The National Pension Service has once again moved to block Hanjin Group Chair Cho Won-tae's reappointment as an inside director at Hanjin KAL. The National Pension Service cited "neglecting its duty to monitor damage to corporations' value" as its rationale, but the business community is criticizing the move as "a decision that thoroughly ignores management achievements such as the successful acquisition of Asiana Airlines and record-breaking results."
In particular, the market says the National Pension Service is trapped in past standards and excessively undermining the current management's leadership. Exercising shareholder rights based on the vague standard of "neglect of monitoring" without concrete figures or clear guidelines amounts to de facto "pressure on management control" using public pensions and a twist on "state-controlled finance."
According to the financial investment industry on the 24th, on the 20th the National Pension Service expressed opposition to the agenda item at Hanjin KAL's shareholders meeting to appoint the chair as an inside director and to the agenda item at Korean Air Lines' shareholders meeting to appoint CEO Woo Kee-Hong as an inside director. Hanjin KAL is the holding company of Korean Air Lines. The National Pension Service cited as its reason for opposition that there was "neglect of the duty to monitor actions that damage corporations' value and infringe shareholder rights."
Although the National Pension Service did not specify detailed reasons for its opposition, the market interprets the move as being influenced by past governance issues such as controversies involving the Korean Air Lines owner family and management control disputes. In addition, analysis says the decision also reflected the National Pension Service's consistently negative stance on Korean Air Lines' acquisition of Asiana Airlines.
In fact, the National Pension Service previously opposed the 2019 agenda to extend the term of the late former Chair Cho Yang-ho as an inside director. That extension was voted down at the shareholders meeting. In 2021, it opposed the appointment of Chair Cho Won-tae and some directors and audit committee members, citing reasons such as failure to conduct due diligence during the Asiana Airlines acquisition process and concerns about an unfavorable contract. In 2024, it also opposed the chair's appointment as an inside director.
The business community argues that given the chair's management performance, management control is being excessively shaken based on the vague rule of neglect of the duty to monitor. After the former chair's death in 2019, Chair Cho took the helm of Hanjin Group, closed the major transaction to acquire Asiana Airlines, and maintained Korean Air Lines' profitability during COVID-19, earning a relatively positive assessment in the market.
Hwang Yong-sik, a professor of business administration at Sejong University, said, "Even though last year's results were not good, the large amount of compensation received can be criticized," but added, "Considering economies of scale and expanded market dominance from the merger of Asiana Airlines and Korean Air Lines since Chair Cho took office, as well as strong results, the overall evaluation is that management has been handled well." He added, "Exercising a negative vote without concrete explanation is not desirable."
The National Pension Service also raised issues with the agenda on directors' compensation limits. The National Pension Service judged that "the compensation limit and actual payments are excessive compared with management performance." In fact, last year the chair received a total of 14,578,000,000 won from four affiliates—Hanjin KAL, Korean Air Lines, Jin Air, and Asiana Airlines. This is the highest individual compensation in Hanjin Group's history.
By contrast, results fell from a year earlier. Hanjin KAL's revenue was 298.4 billion won, holding roughly steady from the prior year, but operating profit swung from a 67.5 billion won surplus in 2024 to a 7.5 billion won deficit last year. At core affiliate Korean Air Lines, last year's revenue rose 41.2% year over year to 25.2255 trillion won, but operating profit fell 47.2% from a year earlier to 1.1136 trillion won.
Still, some in the market say the performance trend itself remains solid.

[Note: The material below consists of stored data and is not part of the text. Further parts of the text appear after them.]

PR #386, opened 2018-01-31
Windows: Fix race condition between submit and handle events on windows

patstew:
Check the event object for completion in poll instead of using HasOverlappedIoCompleted
When we submit a transfer on windows the fd is added to the poll list before the read/write begins, so HasOverlappedIoCompleted can be called before overlapped.Internal is set to ERROR_IO_PENDING if events are being being handled concurrently, so the fd will be marked as completed before it has actually started.

### DIFF
--- a/libusb/os/poll_windows.c
+++ b/libusb/os/poll_windows.c
@@ -149,8 +149,7 @@ static int check_pollfds(struct pollfd *fds, unsigned int nfds,
 			continue;
 		}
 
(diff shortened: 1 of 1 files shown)


UniversalSerialBummer:
Can confirm issue.
Patch works for me. Thanks Patstew.

dickens:
Applied with a slight modification. Thanks!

Kang Sung-jin, a research fellow at KB Securities, said, "The decline in Korean Air Lines' operating profit is largely due to losses being included as Asiana Airlines' results were reflected in the consolidated financial statements starting in 2025," adding, "Even so, recent results are among the highest in Korean Air Lines' history."
Meanwhile, although the National Pension Service expressed opposition, the view is that the agenda to reappoint the chair as an inside director will likely pass smoothly at the actual shareholders meeting. That is because the owner family, including the chair, holds about 20.56% equity, and Korea Development Bank (KDB), which supported the integration of Korean Air Lines and Asiana Airlines, is also considered a friendly stake.
Hoban Construction holds about 18.78% equity and is seen as a variable, but the market's general view is that the likelihood it will directly affect management control is low, given that the stake is held for simple investment purposes.